I was using Keras' CNN to classify MNIST dataset. I found that using different batch-sizes gave different accuracies. Why is it so?

Using Batch-size 1000 (Acc = 0.97600)

Using Batch-size 10 (Acc = 0.97599)

Although, the difference is very small, why is there even a difference? EDIT - I have found that the difference is only because of precision issues and they are in fact equal.

回答1:

That is because of the Mini-batch gradient descent effect during training process. You can find good explanation Here that I mention some notes from that link here:

Batch size is a slider on the learning process.

  1. Small values give a learning process that converges quickly at the cost of noise in the training process.
  2. Large values give a learning process that converges slowly with accurate estimates of the error gradient.

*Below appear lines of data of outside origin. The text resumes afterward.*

PR #2998, opened 2019-07-28
Only print out the bit of a slice in gapit commands.

AWoloszyn:
Otherwise these slices can get very long, and clog the output.

### DIFF
--- a/cmd/gapit/common.go
+++ b/cmd/gapit/common.go
@@ -424,7 +424,12 @@ func printBoxValue(ctx context.Context, client service.Service, t *path.Type, v 
 		oldPrefix := prefix
 		prefix := prefix + "│   "
 		fmt.Printf("\n")
+
 		for i := 0; i < len(sliceData.Values); i++ {
+			if i > 9 {
+				fmt.Printf("%s└──  ... %v more\n", oldPrefix, len(sliceData.Values)-i)
+				break
+			}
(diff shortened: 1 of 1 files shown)


cmd/gapit/common.go
```diff
@@ -545,6 +550,10 @@ func printCommand(ctx context.Context, client service.Service, p *path.Command,
 				if sl == nil {
 					return fmt.Errorf("Observations are expected to be slices")
 				}
+				if (tm.Range.Size > 1024) {
```
hevrard: I understand the logic to be "if it's bigger than 1k, don't even bother displaying the first 10 values". Yet for the sake of predictability of `gapit commands` output, maybe we want to always display the first 10 values?

AWoloszyn: So agreed, but then we have to actually pull the data back from the server. Which can take a significant amount of time. This was to speed it up, in the cases where we don't even want the data. 

There is a new RPC which will give the size of the underlying object, so we could use that, but it means one more round-trip per request. 

Since this is mostly for testing, I am ok either way if you have a preference.

hevrard: Oh OK I didn't have the data transfer aspect in mind. Let's keep your approach then!

hevrard:
with presubmit to be fixed :)

PR #3305, opened 2019-10-24
Handle image create/destroy during frame loop.

RenfengLiu:


gapis/api/vulkan/frame_loop.go
```diff
@@ -1470,6 +1470,17 @@ func (f *frameLoop) resetBufferViews(ctx context.Context, stateBuilder *stateBui
...
 func (f *frameLoop) resetImages(ctx context.Context, stateBuilder *stateBuilder) error {
 
+	for toDestroy := range f.imageToDestroy {
+		log.D(ctx, "Destroy image %v which was created during loop.", toDestroy)
+		image := GetState(f.loopEndState).Images().Get(toDestroy)
+		stateBuilder.write(stateBuilder.cb.VkDestroyImage(image.Device(), toDestroy, memory.Nullptr))
+
+		imageViewUsers := image.Views().All()
+		for imageView := range imageViewUsers {
+			f.imageViewToDestroy[imageView] = true
```
purvisa-at-google-com: Not needed here. You need to add all the *created* images' imageViews to both the imageViewToDestroy and imageViewToCreate maps below. I'll add a comment in the appropriate place.

gapis/api/vulkan/frame_loop.go
```diff
@@ -1479,6 +1490,13 @@ func (f *frameLoop) resetImages(ctx context.Context, stateBuilder *stateBuilder)
 	imgPrimer := newImagePrimer(stateBuilder)
 	defer imgPrimer.Free()
 
+	for toCreate := range f.imageToCreate {
+		log.D(ctx, "Recreate image %v which was destroyed during loop.", toCreate)
+		image := GetState(f.loopStartState).Images().Get(toCreate)
+		stateBuilder.createImage(image, f.loopStartState, toCreate)
+		// For image creation, the associated image views changes are handled in the restore step below.
+	}
+
```
purvisa-at-google-com: here. (see above)

purvisa-at-google-com: I saw you removed the code above, but you were supposed to move it down here! And also add the imageView to imageViewToCreate. Am I just reading the diff incorrectly?

purvisa-at-google-com: Sorry, my bad. I see it now!!!

gapis/api/vulkan/state_rebuilder.go
```diff
@@ -1498,20 +1501,24 @@ func (sb *stateBuilder) createImage(img ImageObjectʳ, imgPrimer *imagePrimer) {
 	} else {
 		// Otherwise, we have no sparse bindings, we are either non-sparse, or empty.
 		if !isDenseBound(img) {
-			return
+			return nil, fmt.Errorf("no sparse bindings found")
```
AWoloszyn: This is not an error IIRC. This means we are sparse bound, but have no bindings, this should be totally valid.

gapis/api/vulkan/state_rebuilder.go
```diff
@@ -1498,20 +1501,24 @@ func (sb *stateBuilder) createImage(img ImageObjectʳ, imgPrimer *imagePrimer) {
...
-		vkBindImageMemory(sb, img.Device(), img.VulkanHandle(),
+		planeMemInfo, _ := subGetImagePlaneMemoryInfo(sb.ctx, nil, api.CmdNoID, nil, srcState, GetState(srcState), 0, nil, nil, img, VkImageAspectFlagBits(0))
+		vkBindImageMemory(sb, img.Device(), vkImage,
 			planeMemInfo.BoundMemory().VulkanHandle(), planeMemInfo.BoundMemoryOffset())
 	}
 	// opaqueRanges should contain all the bound image subresources by now.
 	if len(opaqueRanges) == 0 {
 		// There is no valid data in this image at all
-		return
+		return nil, fmt.Errorf("no valid data in the image")
```
AWoloszyn: I think same as before, this might? not actually be an error condition. Please double-check the spec.

PR #3309, opened 2019-10-24
Hide the query tab, turn it into a menu command.

pmuetschard:


gapic/src/main/com/google/gapid/MainWindow.java
```diff
@@ -433,6 +433,7 @@ public MainView updateAndGet(Service.TraceType traceType) {
 
     ViewThumbnails("Show Filmstrip"),
     ViewDarkMode("Dark Mode", 'D'),
+    ViewQueryShell("Open &Query Shell", 'M'),
```
stellama0208: Just a quick mention that it's using the same accelerator key with the GotoMemory(...) menu item. If it is intended design I'm also fine with it, because memory is disabled in perfetto trace.

PR #3310, opened 2019-10-25
Fix the crash due to null image bindings in vkCopyDescriptorSet

yalcinmelihyasin:


yalcinmelihyasin:
b/143274544

gapis/api/vulkan/api/descriptor.api
```diff
@@ -661,26 +661,23 @@ cmd void vkUpdateDescriptorSets(
...
-        srcBinding.ImageBinding[c.SrcArrayIndex]
-        dstBinding.ImageBinding = imageBinding
 
         if srcBinding.ImageBinding[c.SrcArrayIndex] == null {
-          vkErrorInvalidSampler(null)
+           vkErrInvalidDescriptorArrayElement(as!u64(c.SrcSet), c.SrcBinding, c.SrcArrayIndex)
         } else {
+          imageBinding := dstBinding.ImageBinding
+          imageBinding[c.DstArrayIndex] =
+          srcBinding.ImageBinding[c.SrcArrayIndex]
```
pmuetschard: can you combine these two lines? i know they were separate before, but they really shouldn't be.... or at the very least indent the second one.

chrisforbes:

and also one important note from that link is :

The presented results confirm that using small batch sizes achieves the best training stability and generalization performance, for a given computational cost, across a wide range of experiments. In all cases the best results have been obtained with batch sizes m = 32 or smaller

Which is the result of this paper.

EDIT

I should mention two more points Here:

  1. because of the inherent randomness in machine learning algorithms concept, generally you should not expect machine learning algorithms (like Deep learning algorithms) to have same results on different runs. You can find more details Here.
  2. On the other hand both of your results are too close and somehow they are equal. So in your case we can say that the batch size has no effect on your network results based on the reported results.


回答2:

For the bigger batch size ( 1000 ):

The data was divided into chunks of data which had 1000 samples each.

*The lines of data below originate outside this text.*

PR #3317, opened 2019-10-28
Look for dev-releases in new separate repo gapid-dev-releases

hevrard:
The dev-releases are now published on the new repo
https://github.com/google/gapid-dev-releases.

Also, refactor variable names from "prerelease" to "dev-release" for
the sake of consistent naming.


gapic/src/main/com/google/gapid/util/Messages.java
```diff
@@ -64,7 +64,7 @@
   public static final String CRASH_REPORTING_OPTION =
       "Help GAPID identify issues by sending crash reports to Google";
   public static final String UPDATE_CHECK_OPTION = "Automatically check for GAPID updates (please restart GAPID to force an update check)";
-  public static final String UPDATE_CHECK_PRERELEASE_OPTION = "Include developer preview releases";
+  public static final String UPDATE_CHECK_DEV_RELEASE_OPTION = "Include unstable preview dev-releases";
```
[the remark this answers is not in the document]
hevrard: Good point, I wanted to be extra-explicit, but your proposition sounds better and fits best the variable renaming.

gapis/server/server.go
```diff
@@ -113,29 +113,37 @@ func (s *server) GetServerInfo(ctx context.Context) (*service.ServerInfo, error)
...
+		githubRepo    = "gapid"
+		devGithubRepo = "gapid-dev-releases"
 	)
 	ctx = status.Start(ctx, "RPC CheckForUpdates")
 	defer status.Finish(ctx)
 	ctx = log.Enter(ctx, "CheckForUpdates")
-	client := github.NewClient(nil)
+
 	options := &github.ListOptions{}
+	client := github.NewClient(nil)
```
pmuetschard: why move the client?

gapis/server/server.go
```diff
@@ -113,29 +113,37 @@ func (s *server) GetServerInfo(ctx context.Context) (*service.ServerInfo, error)
...
 	releases, _, err := client.Repositories.ListReleases(ctx, githubOrg, githubRepo, options)
 	if err != nil {
 		return nil, log.Err(ctx, err, "Failed to list releases")
 	}
+
+	if includeDevReleases {
+		devClient := github.NewClient(nil)
```
pmuetschard: Is it not possible to use the same client?

gapis/server/server.go
hevrard: Fixed

gapis/server/server.go
hevrard: Yes indeed, fixed.

gapis/server/server.go
```diff
@@ -113,29 +113,36 @@ func (s *server) GetServerInfo(ctx context.Context) (*service.ServerInfo, error)
...
+
 	var mostRecent *service.Release
 	mostRecentVersion := app.Version
 	mostRecentDevVersion := app.Version.GetDevVersion()
 
 	for _, release := range releases {
-		if !includePrereleases && release.GetPrerelease() {
-			continue
-		}
-
```
pmuetschard: If you remove this filtering here, you're going to have to make the logic below smarter to filter dev releases when `includeDevReleases` is false.

hevrard: Sorry I forgot to say: the code now assumes all dev-releases will be on the new repo. So the `includeDevReleases` boolean now means: do list dev-releases from the new repo (whereas includePrerelease filtered on the GitHub notion of a pre-release).

Then the logic to select the most recent is oblivious to whether we want dev-releases or not.

I will take care of cleaning up the release page of the main repo before this change is merged in.

How does that sound?

pmuetschard: Yes, I understand that. However, we then need to do either
1) always filter pre-releases
2) add another boolean to indicate whether to include pre-releases (and set it to false in the UI)

With this change as is, pre-releases are treated as regular releases and would cause a notification. This is different behavior than before where we were either ignoring them or users had to explicitly opt-in to be notified of pre-releases.

PR #3324, opened 2019-10-29
Fix vkUpdateDescriptorSet copy operation crash 

yalcinmelihyasin:
Fix the crash due to copying non existent srcBinding during vkUpdateDescriptorSet.


yalcinmelihyasin:
This pr replaces previous workaround(#3310) with the actual fix.

PR #3325, opened 2019-10-29
Increase semaphore error warning level and fix the function signature

yalcinmelihyasin:


yalcinmelihyasin:
Due to it's a misuse of the api increased the warning level. Also fixed the function signature.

If suppose you have a dataset of 3000 samples, then 3 batches will be formed.

The optimizer will then optimize the NN for each batch rather than each sample. Hence, the optimizations would take place 3 times.

For a smaller batch size ( 10 ) :

300 batches will be formed considering the above example. Hence, 300 optimizations would take place.

A smaller batch size makes more optimizations and hence, the model generalises better and accuracy increases.



回答3:

This is not connected to Keras. The batch size, together with the learning rate, are critical hyper-parameters for training neural networks with mini-batch stochastic gradient descent (SGD), which entirely affect the learning dynamics and thus the accuracy, the learning speed, etc.

In a nutshell, SGD optimizes the weights of a neural network by iteratively updating them towards the (negative) direction of the gradient of the loss. In mini-batch SGD, the gradient is estimated at each iteration on a subset of the training data. It is a noisy estimation, which helps regularize the model and therefore the size of the batch matters a lot. Besides, the learning rate determines how much the weights are updated at each iteration. Finally, although this may not be obvious, the learning rate and the batch size are related to each other. [paper]



回答4:

I want to add two points:

1) When use special treatments, it is possible to achieve similar performance for a very large batch size while speeding-up the training process tremendously. For example, Accurate, Large Minibatch SGD:Training ImageNet in 1 Hour

2) Regarding your MNIST example, I really don't suggest you to over-read these numbers. Because the difference is so subtle that it could be caused by noise. I bet if you try models saved on a different epoch, you will see a different result.